Tuğbay Bilbay / Manajans JWT

– İnternet öncesi nitelikli, donanımlı insanın farkını anlamak daha kolaydı. Şimdi Google var. Herkes birkaç saatte bir brief ile ilgili her şeye ulaşıp donanımlı bir hale gelebiliyor (ne kadar oluyorsa).

– Yeni kuşak daha cesaretli ve bu iyi bir şey.

Engin Kafadar / Grey İstanbul

– Junior’ın yaratıcılığı bebeğin gazını çıkartması gibi. Senior çıkarırsa olmaz. Ama junior bebektir. O gazı çıkarıp rahatlaması gerek. İçinde kalmamalı. Çıkara çıkara rahatlayacak.

Yaşar Akbaş / Happy People Project

– İşe yeni başlayanlarda çok kolay yetinme ya da çok kolay aşık olabilme gibi bir özellik var ve bu iyi değil.

– Çaylaklar yetenekli olsa bile meslekte çok yetkin olmadıkları için getirdikleri fikirlerin çok iyi olduğunu sanıyorlar. Beğenmediğimiz zaman kızıyor, alınıyorlar.

– Ciddi bir tembellik sorunu var. Sosyal medyada harcanan zaman ve enerjinin çok az bölümünü işe harcıyor ve çok çabuk sıkılıyorlar.

– Bizim işimiz yetenek değil, çok çalışmaktır. Çok çalışmazsa dünyanın en yeteneklisi olsa dahi sıradan bir insan olarak kalmaya mahkumdur.

Marketing Power

Ahmet Akın

– Pazarlama yöneticilerin yüzde 76’sı son 4 yılda yaşanan gelişmelerin bugüne kadarki en köklü değişim olduğunda hemfikir.

– Aynı grubun yüzde 82’si müşteriyi tanıma sırasında, yüzde 79’u beğeniyi, yüzde 72’si yatırımın geri dönüşünü ölçmekten yana rahatsızlık, endişe hissediyor.

– Bu kadar hızlı değişen bir sektörde hiçbir şeyin sabit kalması düşünülemez.

– İyi içerik hala her şeyin önünde ve her şeyden daha çok belirleyici.

Alpay Alptekin / Turkcell

– 2 senedir gnctrkcll’de farklı şeyler yapıyoruz. Markayı gençlere teslim ettik ve temsil şansı verdik.

– Pazarlamacı olarak her gün yaptığımız ölümcül bir platformdan bungee jumping yapmak gibi. Tek yaptığımız şey cesaret etmek. Bu iş cesurların işidir.

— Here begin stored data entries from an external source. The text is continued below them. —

PR #236, opened 2026-04-07
fix: Removed 'timestamp' from detector writer of tracks_only_adjust_csv

### LINKED ISSUE #235: Tracks only adjust CSV pipeline crash
The pipeline crash when running on detections.
An extra connection to non-existing `timestamp` port of `detector writer` process.

Note: This port exist on the similar `track_writer` process.

Louis-Pagnier-KW:
Closing #235 

The detector_writer process doesn't have any `timestamp` port, but a connection to it is declared in `filter_tracks_only_adjust_csv.pipe` file, leading to a crash.

### DIFF
--- a/configs/pipelines/filter_tracks_only_adjust_csv.pipe
+++ b/configs/pipelines/filter_tracks_only_adjust_csv.pipe
@@ -97,8 +97,6 @@ process detector_writer
 
 connect from downsampler2.output_3
         to   detector_writer.detected_object_set
-connect from downsampler2.timestamp
-        to   detector_writer.timestamp
 connect from image_writer.image_file_name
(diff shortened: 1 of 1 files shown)


mattdawkins:
Closing as obsolete on current main. The original diagnosis applied to an older KWIVER writer, but `detected_object_output` now declares an optional `timestamp` input and consumes it when connected. Removing the connection is therefore no longer needed to prevent an unknown-port crash.

During the review, both the original `filter_tracks_only_adjust_csv.pipe` and the version with this connection removed completed successfully on a synthetic one-frame input and produced the same detection rows.

This PR has the same patch as #266; both are being closed as obsolete. Neither fix is being merged.

PR #240, opened 2026-04-10
fix: set uint16_scaled as default format

### LINKED ISSUE #239: Set uint16_scaled output format as default for disparity map
Currently, the output_format of the `measurement_compute_rectified_disparity` pipeline is `raw`.  
The problem with this format is that if a disparity is higher than 255, kwiver will cap it to 255.

So if the defined unit is small (e.g. millimeters), we can quickly have values above 255 and have a white image with lost information.

Louis-Pagnier-KW:
Closing #239


mattdawkins:
Closing as already implemented. The current measurement pipeline on main already uses uint16_scaled for disparity output with the corresponding scale of 256. This PR would not add a remaining behavior change to the current pipeline.

PR #248, opened 2026-04-27
Add fast foundation stereo and upgrade onnx

mattdawkins:


cmake/add_project_onnx.cmake
```diff
@@ -1,6 +1,10 @@
-# Install onnx python
-set( ONNXRUNTIME_PYTHON onnxruntime )
-set( ONNXRUNTIME_VERSION 1.12.1 )
+# Install onnx python. onnxruntime-gpu (vs vanilla onnxruntime) gives the
+# CUDAExecutionProvider that fast_foundation_stereo_onnx and similar GPU
+# inference wrappers need; it imports as the same `onnxruntime` package
+# so existing CPU-path consumers keep working. Version 1.23.x is the
+# current line that supports CUDA 12 (matches our torch wheel).
+set( ONNXRUNTIME_PYTHON onnxruntime-gpu )
+set( ONNXRUNTIME_VERSION 1.23.2 )
```
mattdawkins, line 7: @Louis-Pagnier-KW 

Is there any reason why you need to keep the onnx version lower here?

Louis-Pagnier-KW: @ltetrel do you know if there is any reason of why it was fixed at 1.12.1 originally ?

ltetrel: It was important on our side to keep compatibility with old ONNX so it works with old jetson devices for our client. Is there any reason to upgrade ?

ltetrel: @mattdawkins Please ask us before merging anything related to ONNX, it is a critical path for us...

mattdawkins: Yeah, I didn't mean to merge this one which is why I put it as a PR in the first place, new PR:

https://github.com/VIAME/VIAME/pull/249

PR #294, opened 2026-09-11
Add robust disparity segment fitting to shared stereo measurement

mattdawkins:
Adds robust head-tail disparity fitting to the existing `compute_measurements` process. This is an alternative to #288 for comparison; #288 is unchanged and its original head is also saved as `backup/pr-288-before-shared-measurement-20260910`.

The shared process samples disparity along the annotated segment, rejects invalid samples and outliers, and fits disparity versus image position before triangulating endpoints. This avoids fitting XYZ coordinates against image interpolation fractions, which biases lengths under perspective. It reuses existing stereo track association, rectification, output writers, and track-length aggregation rather than introducing another Python process. Rejected frames do not replace prior valid track measurements with zero.

- Adds `stereo_measure_current_annots_sgbm.pipe`, using SGBM/WLS and robust refinement.
- Enables the new refinement only in the SGBM pipeline. Foundation Stereo pipeline files and default sampling behavior remain unchanged.
- Validates sample counts, outlier limits, and residual thresholds. Fits require at least three inliers, a strict majority, and support spanning half the segment.
- Uses correct pixel-stride addressing in the new segment mode. Retains legacy endpoint sampling outside that mode to avoid changing existing Foundation Stereo results; a broader sampler correction is outside this PR.
- Documents configuration, calibration units, and the straight-segment assumption.

Validation: compiled changed native sources and linked the core library and process plugin using the existing build configuration in an isolated output directory. All 58 measurement utility tests pass, including new perspective, outlier/missing-data, configuration, disparity-format, reversed-endpoint, rectification/triangulation, and legacy-sampling compatibility coverage. The new SGBM pipeline passes `viame pipeline check`. No full clean build, model-backed run, or before/after dataset comparison was performed.

### DIFF
--- a/configs/add-ons/fdn-stereo/stereo_measure_current_annots_fdn_stereo_s.pipe
+++ b/configs/add-ons/fdn-stereo/stereo_measure_current_annots_fdn_stereo_s.pipe
@@ -49,6 +49,14 @@ process measurer
   :refine_keypoints_with_disparity             true
   :refine_keypoints_disparity_window           7
 
+  # Optional robust profile fit, shared with the SGBM measurement pipeline.
+  # Works with foundation_stereo and fast_foundation_stereo disparity backends.
+  # Invalid samples and outliers must leave >=3 samples and a strict majority.
+  :refine_disparity_segment                    false   # DIVE_PARAM["Robust Segment Fit", bool]
+  :disparity_segment_samples                   11      # DIVE_PARAM["Segment Samples", range_int, 3, 101]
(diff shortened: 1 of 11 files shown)


Louis-Pagnier-KW:
image

It looks like the algorithm itself works, but at the end it seems to aggregate all tracks on the first frame.

Louis-Pagnier-KW:
I found the bug, I will push the fix tomorrow

Louis-Pagnier-KW:
I had to change a few things in the pipeline so the algorithm is similar to the python version.  
Now it is working as intended.

PR #1300, opened 2026-09-16
Overlap AWS web and portal updates when routing is unchanged

ReganBell:
## Change

Ordinary AWS releases currently wait for the old web-ui rollout to retire before starting portal, serializing two image updates. That ordering was introduced for the migration from a separate admin service to web-ui’s `/admin` endpoint.

Start both updates together only when the recorded task definitions and replica counts match exact stable live cohorts, portal’s web/admin upstreams are unchanged, and web’s explicit admin capability is unchanged. Missing or uncertain evidence keeps the ordered rollout. Migration ordering, final readiness checks, native deployment completion, drain durations, and compensation remain intact. Reuse the existing capacity cohort validator for this proof.

## Validation

- Five new AWS regressions: concurrent image replacement, ordered admin migration, missing settings, retiring tasks, and restoration of both workloads after web fails following portal submission.
- Three existing dependency-ordering tests and two capacity/controlled-cohort regressions pass.
- CLI typecheck, ESLint, Prettier and diff checks pass.
- Pure deployment logic tested through the AWS fixture; no runtime or UI behavior changed.
- Independent high-effort review requested before merge. No live AWS operations performed.

The change allows rollout overlap; end-to-end time saved still requires measurement.


ReganBell:
@cursor review

PR #1335, opened 2026-09-17
feat(connectors): add Microsoft Graph OAuth provider

adityathakker:
## Summary

Adds a `microsoft` entry to the OAuth `PROVIDERS` map in `src/connectors/oauth.ts`, using the existing consent/exchange/refresh/keychain pipeline every other connector (Google, Slack, Notion, Linear, Dropbox, GitHub, X) already shares — this is one more config entry, not new plumbing.

- Scopes: `offline_access`, `Mail.Read`, `Sites.Read.All`, `Files.Read` — read-only Graph delegated scopes, no write/send scope requested.
- Authorization code + PKCE (`pkce: true`), reusing the same shared token-adapter shape the GitHub and X providers already use, which rejects a 200-status OAuth error body — Microsoft's token endpoint can return `{error, error_description}` with HTTP 200 on some failure paths.
- Tenant restriction is configuration, not a hardcoded value: `authUrl`/`tokenUrl` carry a `{tenant}` placeholder resolved at request time via a new optional `tenantEnv` field on `OAuthProviderConfig`, mirroring how `GOOGLE_WORKSPACE_DOMAIN` already resolves onto `ResolvedClient.hostedDomain` for Google's company-account check. Falls back to Microsoft's multi-tenant `common` endpoint when unset, so a deployment with no configured tenant still gets a working default — and a deployment that does set it gets Microsoft's native single-tenant sign-in restriction, which is stronger than a post-hoc ID-token claim check.
- Mirrors `GOOGLE_OAUTH_CLIENT_SECRET`'s `requiredWhen` gate for `MICROSOFT_OAUTH_CLIENT_SECRET` in both the runtime secret schema (`src/deployment/secret-schema.ts`) and the standalone CLI's secret list (`cli/src/secrets.ts`), which `secret-schema-drift.test.ts` checks stay in sync.

## Test plan

- [x] `test/oauth.test.ts`: 4 new tests — tenant fallback to `common`, tenant override via `MICROSOFT_OAUTH_TENANT`, PKCE + 200-status-error-body rejection on exchange, clean refresh failure on revoked consent (no silent retry). 31/31 passing.
- [x] Full affected set (oauth, oauth-routes, oauth-consent-bridge, secret-schema-drift, connector-invariants, deploy-directory-doc): 68/68 passing.
- [x] `tsc --noEmit` clean, `eslint` clean, `prettier --check` clean.
- [x] Confirmed no other file hardcodes an OAuth provider-name enumeration that would need a "microsoft" addition — every consumer reads `PROVIDERS` dynamically.


adityathakker:
Withdrawing — deciding to keep this org's Microsoft connector implementation private for now rather than contribute it upstream.

PR #1345, opened 2026-09-17
Stream home snapshots part by part and keep the body when a rotation snapshot fails

### LINKED ISSUE #1323: AWS home snapshots fail when the sandbox lacks space for a second full archive
### Problem

The AWS sandbox snapshot path creates the complete home archive at `/tmp/agent-home.tar` before uploading it. Because `/root` and `/tmp` share the MicroVM disk, snapshotting requires enough free space for both the populated home and a second full archive. Large homes fail during `tar` with `No space left on device`, leaving changes since the previous successful snapshot unpersisted.

### Reproduction

1. Use the AWS sandbox backend with an existing durable snapshot.
2. Populate the sandbox home until remaining disk space is smaller than the resulting tar archive.
3. Trigger teardown or another home snapshot.
4. `tar -cf /tmp/agent-home.tar` fails before upload begins.

### Expected

Snapshot bytes should be streamed to multipart object storage, or otherwise persisted without materializing a second complete copy on the sandbox disk. A failed replacement must leave the previous committed object recoverable.

time-attack:
Fixes #1323

## Root cause

`createHomeSnapshotOps` (shared by the AWS, E2B, and Modal backends) built the complete home archive at the tar path (`/tmp/agent-home.tar` on AWS), measured it, then cut each part next to it with `dd` before reading it back. On the AWS MicroVM `/root` and `/tmp` share one disk, so a snapshot needed free space for the populated home plus a second full copy of it; a near-capacity home failed inside `tar` with `No space left on device` and nothing since the previous successful snapshot was persisted.

Independently, the AWS rotation path (`ensureBody`, body past `rotateAfterSeconds`) swallowed the snapshot error, reported it, and terminated the stale body anyway, discarding every change made since the last good snapshot.

## Fix

**Streaming producer (shared helper, so all three backends get it).** The snapshot script now runs `tar -cf -` in a detached pipeline (`setsid` when available, matching the process-session launcher) whose consumer cuts the stream into fixed-size parts with `dd bs=<part> count=1 iflag=fullblock`, publishes each with an atomic `mv`, then blocks until the host has read and removed it before producing the next. At most one part is ever on the guest disk and no archive is materialized. The host loop waits for the next part or the completion marker, reads it, deletes it (failing fast if the delete fails, since the producer would otherwise block), and feeds it to the existing `SnapshotUpload`. The size cap is enforced on the running total.

**Consumer failures are fatal, not silent.** `dd` buffers a whole part before its single write, so tar reaches EOF and exits 0 before the final part is on disk; a disk-full failure on that part is invisible to tar. The consumer therefore exits nonzero on any `dd` or `mv` failure and its status overrides tar's in the completion marker; `dd`'s diagnostics are kept per part and appended to the marker's stderr only on failure, so the host error reads e.g. `producer failed (exit 1): dd: ... No space left on device` and the upload is aborted. (Found by review; covered by a new test.)

**Scratch lives in one per-run directory, created before tar starts.** E2B and Modal keep the tar path inside the home. With parts appearing and disappearing next to it while tar archived `.`, GNU tar noticed the home root's mtime moving and exited 1 with `tar: .: file changed as we read it` (bsdtar has no such check, so this only showed on Linux CI, flakily, as "first snapshot on a fresh box failed"). Creating `<tarpath>.<runtag>/` up front and keeping list, parts, markers, stderr and pid inside it leaves `.` untouched during the archive. The directory is pruned from the archive by the existing in-home scratch prune. The per-run tag also means a producer orphaned by an aborted run (upload failure, timeout, or a kill that could not reach it) can never be mistaken for the current run's output; cleanup kills every recorded producer group and removes all scratch.

**Atomic promotion.** The existing S3 multipart upload already writes to an invisible upload and only replaces the object at `CompleteMultipartUpload`; an aborted upload leaves the previous object untouched. Rather than adding a temp key plus a server-side copy of up to 2 GB, the change keeps that mechanism and adds a guard so a run that produced no data can never complete. That guard makes the store's zero-parts branch (abort + write an empty object) unreachable, so it is removed.

**Rotation.** The AWS rotation keeps serving the stale body and reports `rotate_snapshot_failed` when the snapshot fails, and holds further rotation attempts on that scope for ten minutes (mirroring Modal's `rotationHoldUntil`) so an unhealthy store is not hammered with a full snapshot on every provision; a successful teardown snapshot lifts the hold. The body is terminated only after a successful snapshot. `reapDeepIdle` already skipped termination on snapshot failure and is unchanged.

Known limitation, unchanged from before this PR in effect: an alive body whose exec daemon is unreachable cannot be snapshotted and so cannot be rotated; it is retired when AWS enforces `maximumDurationInSeconds`, at which point the previous successful snapshot is restored.

## Tests

`test/home-snapshot.test.ts` (runs the real scripts against a temp dir):
- new: the tar is streamed with no archive and at most one part on the sandbox disk (inspects the sandbox tree at every part read)
- new: a guest write failure on the final part fails the snapshot instead of committing a truncated archive (a `dd` shim on `PATH` fails the last part with ENOSPC; asserts `complete()` never ran, the upload was aborted, the message is surfaced, and the previously stored snapshot is intact)
- new: a producer orphaned by a failed upload cannot poison the next snapshot
- updated: the size cap aborts the upload once crossed; a failed upload leaves the previously stored snapshot intact
- all existing round-trip, deadline, prune, symlink and hydrate tests pass unchanged

`test/aws-sandbox.test.ts`:
- new: a rotation whose snapshot fails keeps serving the old body (not terminated, error reported, later changes survive once the snapshot store recovers and rotation completes)

`test/support/fake-microvm.ts` emulates the new guest scripts. The E2B and Modal fakes already run the real scripts through `sh`, which is how the GNU tar interaction surfaced.

Local results (macOS): home-snapshot 22/22, aws-sandbox 20/20, modal-sandbox 56/56, e2b-sandbox 39/39; `npm run typecheck` and `npm run lint` clean. Linux (Docker `node:24-bookworm-slim`, Debian's GNU tar and dash): e2b + modal + home-snapshot looped 8 times with zero snapshot failures (previously 2 to 4 per run); the only failures in that image are the two `python3`-dependent "large command output" tests, which fail identically on `main` there. The `setsid` launch branch was exercised with a stub `setsid` on `PATH`; `dd iflag=fullblock` was verified byte-exact across pipe boundaries.


ckaznocha:
We tested this change against an AWS MicroVM deployment and found two additions that may strengthen the implementation.

**Rotation-hold lifecycle**

Retaining the current VM after a failed rotation snapshot is the right state-safety outcome. One cleanup detail: `rotationHoldUntil` is currently cleared after a successful teardown snapshot, but it should also be cleared after:

- A successful rotation snapshot.
- Successful explicit scope destruction.
- Both successful and already-terminated deep-idle reap paths.

Otherwise, scopes that experienced a failed rotation leave stale entries in the Core process after their lifecycle ends. We added behavioral tests that destroy or reap a held scope, recreate the same scope, and verify the replacement does not inherit the old hold.

**Optional direct-stream input**

The staged-part producer is a substantial improvement for backends that expose only command and file operations. For AWS MicroVMs, we obtained a stronger result by adding an optional `AsyncIterable<Uint8Array>` input to the shared snapshot helper.

Our authenticated MicroVM agent exposes a fixed-purpose endpoint that starts `tar` with an argument vector and streams stdout directly to Core. Core coalesces that response into the existing sequential S3 multipart upload. This writes neither a complete archive nor a temporary part to the guest filesystem.

The direct-stream path uses the same safety properties as this PR:

- One deadline covers stream acquisition, reads, uploads, and completion.
- The accumulated size is checked before uploading the offending part.
- Stream, timeout, upload, and size failures abort the multipart upload.
- The iterator is cancelled when the consumer exits early, allowing the endpoint to kill its tar child.
- `CompleteMultipartUpload` runs only after clean EOF.
- An aborted replacement leaves the previously committed S3 object intact.

The existing staged-part implementation remains useful as the fallback for E2B, Modal, and other backends without a raw response stream.

One detail in this PR already handles an issue we observed in production: because the size check happens on fixed-size parts, the accumulated value at failure is only a lower bound, not necessarily the archive’s final size. Changing the error to “home tar exceeds the cap” is more accurate than reporting that counter as the final tar size.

– Senelik büyüme hedefiniz yüzde 3 ise bırakın o işi. Sizi mutlu eden başka şeyler de bulabilirsiniz. Hedef yüzde 10-20’den aşağı olmamalıdır.

– Elinizdeki alet, edevat ve silahları iyi tanıyın. Bunların hangisini, hangi sırada ve ne zaman kullanacağınızı bilin.

– Çok kitap okumak yerine çok fazla case inceleyin, videoları izleyin. Bu damıtılmış konsantreden çok daha hızlı bilgi biriktirirsiniz.

Ahad Afridi / Ülker

– Bu sene Ülker olarak ilk defa müzik içeriğiyle doğrudan ilişkili kampanyaları denedik. Çok da başarılı oldu.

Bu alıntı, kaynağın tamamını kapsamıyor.